Rosa considerou que as regras são incompatíveis com o sistema de controle e fiscalização de armas instituído pelo Estatuto do Desarmamento e ultrapassam os limites do poder regulamentar atribuído ao presidente da República pela Constituição.

“Tenho por suficientemente evidenciado, pelo menos em juízo preliminar, fundado em cognição sumária inerente aos pronunciamentos judiciais cautelares, que os decretos, ao reformularem a Política Nacional de Armas, excederam aos limites constitucionais inerentes à atividade regulamentar do chefe do Poder Executivo”, disse.

Além disso, afirmou que os regulamentos executivos servem para dar aplicabilidade às leis, devendo-lhes observância ao seu espaço restrito de delegação.

“Em uma ordem jurídica, fundada nos pilares da democracia constitucional e do Estado de Direito, o respeito ao espaço legislativo é requisito de validade constitucional.”

A relatora apontou, ainda, vulneração a políticas públicas de proteção a direitos fundamentais e que é dever do Estado promover a segurança pública como corolário do direito à vida.

A ministra também revogou diversos trechos que facilitavam a compra de armas e munições dos CACs, abreviação dada aos caçadores, atiradores e colecionadores.

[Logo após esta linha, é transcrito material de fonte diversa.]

PR #1029, opened 2026-08-31
docs(ISV-7458): add governance

BorekZnovustvoritel:
### Merge Request Checklists

    - [ ] Linting
    - [ ] Code formatter - Black
    - [ ] Security scanners
    - [ ] Unit tests
    - [ ] Integration tests

### DIFF
--- a/governance.md
+++ b/governance.md
@@ -1,0 +1,117 @@
+# Project Governance
+
+# Project Overview
+
+The complete overview of this project is located in the README.md file in this
+repository.
+
+# Roles and Responsibilities
+
+## Maintainers
+
+Maintainers drive development and review contributions. They are responsible
+for decision-making and steering the development of this project. Work
+delivered by the maintainers should have a JIRA ticket before it is made.
+Larger changes should be discussed with the maintainer team in the form of
+a design doc that is then jointly refined in order to reach required
+functionality in a way that works well with the rest of the codebase and is
+maintainable.
+
+## Contributors
+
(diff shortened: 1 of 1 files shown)


governance.md
```diff
@@ -0,0 +1,117 @@
...
+
+* Any AI usage in the process of creating the code submitted **must** be
+  disclosed (see [Commit Standards](#commit-standards)).
+* The human submitting the changes **must** first review any AI output, fully
+  understand the code submitted and be able to explain the choices made during
+  the implementation.
+* If the effort put into creating the submitted code is less than the effort
+  required to give a thorough review, such a contribution is not valuable
+  enough to spend precious reviewer time on. This is especially true for
+  external contributions.
```
mantomas, line 71: This rule seems incomplete to me. It starts with `if` but I don't see any `then`, so what is the rule? It might be just my interpretation though.

BorekZnovustvoritel: `if effort_coding < effort_review: not_valuable_enough` is the idea here 😄 So this implies the PR will be most likely closed without merging. This point is copy-pasted from the internal contributing guidelines.

mantomas: I see - still does not make sense to me as a rule 😂 Maybe preceding it with that intent like `PR will be most likely closed without merging if ...`. Somehow it slipped my attention in previous reviews. Disregard my comment then if it makes sense to you as it is.

mantomas (approved):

Rosa Weber suspendeu, por exemplo, a autorização para prática de tiro recreativo em clubes voltados para isso sem que haja registro prévio dos praticantes.

A ministra suspendeu a redução da idade mínima para praticar tiro de 18 para 14 anos e invalidou a autorização para escolas de tiros comprarem munição em quantidade ilimitada.

Em outro ponto, ela manteve a necessidade de credenciamento na Polícia Federal do psicólogo que comprova aptidão psicológica dos CACs para compra de armas, o que não era mais exigido pelo decreto de Bolsonaro.